У союзников таких проблем не возникало. Они могли свободно жениться на немецких женщинах, что чрезвычайно раздражало советскую сторону. Подобное разрешение воспринимали как провокацию659. А союзники еще и посмеивались над вынужденным советским аскетизмом. Солдат из военной комендатуры Бельциг рассказывал товарищам: «…видел один американский журнал, в котором показаны жизнь и быт солдат. На одном снимке – американский солдат, который сидит на берегу реки с молодой немкой, тут же вино и закуска. На другом снимке показан солдат Советской армии, который сидит на противоположном берегу реки и удит рыбу»660.
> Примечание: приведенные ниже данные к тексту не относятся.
PR #4970, opened 2025-04-29
fix(java): filter out JetBrains releases with features

roele:
Java version data for JetBrains is available for a couple months but contains various packages per os/arch which leads to mise picking the wrong ones at random. Packages with features debug, fastdebug, jcef, freetype etc. should be filtered out.

See #4969


bric3:
@roele FYI, for Jetbrains Plugin development the `jcef` variant **should** be used. I'm not sure about the other variants, some might be useful depending on the platform.

Wouldn't it be possible to express this as an option like this ?

```
mise use java\[variant=jcef\]@jetbrains-21.0.7b968.13
```

Anyway such `variant` option/dimension could be useful in other places like the early access, e.g. to distinguish loom, valhalla, lilliput, leyden, babylon, etc.

roele:
@bric3 The current JDK version data has a `features` property which for JetBrains has `jcef` and/or `fastdebug` options. Usually we expose some of the features as part of the vendor string, Liberica for example has `liberica-lite-21.0.7+9`. For JetBrains this would become `jetbrains-jcef-21.0.7b968.13`. Unfortunately the features property in the current version data is not always properly set.

There are plans to switch to another version source for Java which is more tailored to `mise` and should be a tiny bit more consistent in this regard.

bric3:
Nice do you have an issue/discussion to follow?

roele:
No but i will push a draft PR in the next few days with required changes. Will need to coordinate with Jeff about the switch-over and new URL etc.

The change will be mostly compatible with a few changes that can/could be considered breaking changes.
- removed AdoptOpenJDK
- use of proper checksums from vendor
- JetBrains versioning will use suffix for builds (e.g. 21.0.7-b968.13 instead of 21.0.7b968.13)
- few missing patch versions which are no longer available

bric3:
@roele Thank you!

PR #4990, opened 2025-05-02
chore: enable clearing screen for confirm and dialog

roele:
Set new `clear_screen` flag on confirm and dialog. 

Confirmation dialogs displayed in tasks might be overwritten by other tasks output running in parallel which leads to broken dialog renditions. Clearing the screen helps mitigate this.


jdx:
I think we should solve this differently. I think we should pause the output while any dialog or confirm is displayed. Do you think that would be difficult?

roele:
Agree that this is not a proper solution for the issue. Something in the direction of pausing the logger and buffering log statements from other threads while paused would be required. Not sure if all output by tasks is written the same way currently.

PR #4991, opened 2025-05-02
feat(registry): use aqua for taplo

risu729:


evanleck:
FYI this change breaks Taplo usage as an LSP in e.g. Helix. There is a "full" build of Taplo available in aqua as well https://github.com/aquaproj/aqua-registry/tree/main/pkgs/tamasfe/taplo/full that likely has feature parity with the ubi version. FWIW the error I see in Helix using this version is:

> the LSP is not part of this build, please consult the documentation about enabling the functionality

risu729:
Sorry I didn't notice it. I've opened a new PR to fix that. #5017

PR #5002, opened 2025-05-04
feat: add mise_env tera variable for templates

auxesis:
Allows the user to query in a template what configuration environment a task is running in:

```bash
cat <<EOF >mise.toml
[tasks.print]
run = '{% if mise_env %}echo {{mise_env}}{% endif %}'
EOF
mise run print # output:
MISE_ENV=env1 mise run print # output: env1
mise --env env1,env2 run print # output: env1,env2
```

This can be useful when you want to `mise set` an environment variable for the current configuration environment:

```toml
[tasks.test]
run = "mise set --file mise.{{ mise_env | split(pat=',') | last }}.yaml KEY={{arg(name='value')}}"
```

### DIFF
--- a/src/tera.rs
+++ b/src/tera.rs
@@ -22,7 +22,9 @@ pub static BASE_CONTEXT: Lazy<Context> = Lazy::new(|| {
     context.insert("env", &*env::PRISTINE_ENV);
     context.insert("mise_bin", &*env::MISE_BIN);
     context.insert("mise_pid", &*env::MISE_PID);
-    context.insert("mise_env", &*env::MISE_ENV);
+    if !(&*env::MISE_ENV).is_empty() {
+        context.insert("mise_env", &*env::MISE_ENV);
+    }
     if let Ok(dir) = env::current_dir() {
         context.insert("cwd", &dir);
     }
@@ -384,7 +386,7 @@ mod tests {
 
     #[test]
     fn test_mise_env() {
-        assert_eq!(render("{{mise_env}}"), "[]");
+        assert_eq!(render("{% if mise_env %}{{mise_env}}{% endif %}"), "");
     }
 
     #[test]
--- a/src/tera.rs
+++ b/src/tera.rs
@@ -22,6 +22,7 @@ pub static BASE_CONTEXT: Lazy<Context> = Lazy::new(|| {
     context.insert("env", &*env::PRISTINE_ENV);
     context.insert("mise_bin", &*env::MISE_BIN);
     context.insert("mise_pid", &*env::MISE_PID);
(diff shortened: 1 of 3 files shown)


auxesis:
Additionally, I'm seeking feedback on the behaviour if an environment isn't specified. 

The current implementation always sets `mise_env` in Tera, even if the user hasn't specified an environment. 

When a user hasn't specified an environment, the "undefined variables are considered falsy" Tera convention doesn't work as expected, because `mise_env` will be an empty string. This leads to all sorts of hoop jumping for users in templates to check the length of `mise_env`. 

I think it may be better to not set `mise_env` if the environment is not specified, but I'm keen to hear what others think.

src/tera.rs
```diff
@@ -22,6 +22,7 @@ pub static BASE_CONTEXT: Lazy<Context> = Lazy::new(|| {
     context.insert("env", &*env::PRISTINE_ENV);
     context.insert("mise_bin", &*env::MISE_BIN);
     context.insert("mise_pid", &*env::MISE_PID);
+    context.insert("mise_env", &*env::MISE_ENV.join(","));
```
jdx: I think in this case we probably can keep the array type in the template

src/tera.rs
```diff
@@ -22,6 +22,9 @@ pub static BASE_CONTEXT: Lazy<Context> = Lazy::new(|| {
     context.insert("env", &*env::PRISTINE_ENV);
     context.insert("mise_bin", &*env::MISE_BIN);
     context.insert("mise_pid", &*env::MISE_PID);
+    if !(&*env::MISE_ENV).is_empty() {
```
jdx: I think you need to get this from settings or something because if it's specified as a CLI argument this will miss that (I think, I could be wrong)

auxesis: I double checked and it looks like it works:

```
$ cat <<EOF >mise.toml
[tasks.print]
run = '{% if mise_env %}echo {{mise_env}}{% endif %}'
EOF
$ MISE_ENV=production mise run print
[print] $ echo [production]
[production]
$ mise --env production run print
[print] $ echo [production]
[production]
```

I believe this is because the [`environment` function in `src/env.rs`](https://github.com/jdx/mise/blob/e35fa20f00ed884eebb1361cbf2b368237e29aca/src/env.rs#L464-L488) reads from both CLI arguments and environment varables.

auxesis: For the sake of completeness, I have added some additional e2e tests (38eb2a689cf2c3856256812c3e4c6d29f6be096d) that cover the different ways the configuration environment can be set.

jdx: thanks for checking

PR #4996, opened 2025-05-03
fix(env): fix dotenv files cascading (fix #4688)

noirbizarre:
Hi 👋🏼 

I posted an issue I had in #4688 and never had a response, so I gave a try at fixing it.

The test case is simple and covers 2 broken use-cases:
- dotenv file referencing a variable declared in the `env` section
- dotenv file referencing a variable declared in a previous dotenv file

In both cases, the referenced variables were replaced by an empty string.

Given `dotenvy` doesn't allow providing an initial substitution map ([I created an issue for that](https://github.com/allan2/dotenvy/issues/149)), I used the only workaround I found as of today: concatenate the initial environment with the dotenv file to load.

PR #5010, opened 2025-05-06
fix(dotenv): properly escape values in generated dotenv

noirbizarre:
Fix the poor escaping from #4996.

I was trying to avoid adding a new dependency, `shell-escape`, but it is already included, so I just rely on it instead of the poor uncomplete `replace()`

Fix #5008


david-hamilton-glean:
Just tested on 2025.5.2 and confirmed this fixes the issue.  Thanks @noirbizarre.

PR #5021, opened 2025-05-07
fix: unuse command does not support env, global and path options

roele:
Provides `--env`, `--global` and `--path` options for the `unuse` command as discussed in #5016


jdx:
like I mentioned in the thread, I'm not sure we actually need this and I think because of the prune logic stuff it might be a lot harder than it appears to support this. IMO this would only be necessary if you wanted to remove a tool from an overridden config file which doesn't seem very valuable to me.

jdx:
though idk, I suppose there might be use-cases where you explicitly only want to modify the global config and just want to make sure you don't modify the local one

roele:
you're probably right, did not think of the prune logic...

i sometimes remove tools from my global config which i don't use any longer as global default. that's where i see a `-g` flag could be useful.

jdx:
I guess the prune stuff should be ok in theory. If you had node@10 in global and node@12 in local, removed 10 from the global config and ran prune it should remove 10 and keep 12

src/cli/unuse.rs
```diff
@@ -1,14 +1,28 @@
...
+use crate::env::MISE_GLOBAL_CONFIG_FILE;
 use crate::file::display_path;
+use crate::{config, env};
 use eyre::Result;
 use itertools::Itertools;
+use path_absolutize::Absolutize;
 
 /// Removes installed tool versions from mise.toml
 ///
+/// By default, this will use a `mise.toml` file in the current directory.
```
jdx: this isn't accurate, it uses whichever file had the tool defined, correct?

roele: Good catch!

PR #5052, opened 2025-05-13
fix(registry): update glab ubi provider

StingRayZA:
Updates the `glab` ubi backend from `forge` to `provider`

Brings this in line with the documented api in https://mise.jdx.dev/dev-tools/backends/ubi.html#provider

I didn't find any other instances of `forge` in the registry


StingRayZA:
Hey @jdx 

Would you mind taking a look at this when you get a moment, please?

Thanks in advance!

PR #5087, opened 2025-05-15
chore: sign source tarball

digital-wonderland:
Sign the source tarball during each release as discussed [here](https://github.com/jdx/mise/discussions/4998).

Please have a look. It's - obviously? - untested but should work.

If it works I would like to do the same for [usage](https://github.com/jdx/usage).


jdx:
test run: https://github.com/jdx/mise/actions/runs/15055757913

Жениться нельзя, а сожительствовать можно? Первоначальные правила игры предполагали: не попадайся. Если ведешь себя демонстративно и открыто или даже, упаси боже, добиваешься разрешения на брак с немкой – отвечай. Если втихую – действуй на свой страх и риск, пока не поймают. Такое поведение явно вызывало понимание даже у некоторых руководителей. «Бороться с половым влечением здоровых людей нелегко… – оправдывал «сожителей» генерал Колесниченко. – Трудно себе представить, чтобы молодой, здоровый человек, находящийся в обстановке постоянного соблазна (ибо немки сами навязываются нашим людям, предвидя материальную выгоду) смог удержаться 2–3 года неопороченным связью с немкой. От этого могут быть застрахованы только старики (и то не всегда) и импотенты». Колесниченко подчеркивал, что это «касается многих людей, наших хороших советских людей, которые во время войны на фронте и в тылу тоже не были целомудренными, но которые обеспечили нам победу, и сейчас переделывают Германию, но которых мы теряем, дискредитируем, портим им будущую жизнь… Нужно считаться с тем, что к людям, которые из Германии откомандировываются за сожительство с немками, у нас на Родине будет соответствующее отношение, как к людям с „запачканной биографией“»661.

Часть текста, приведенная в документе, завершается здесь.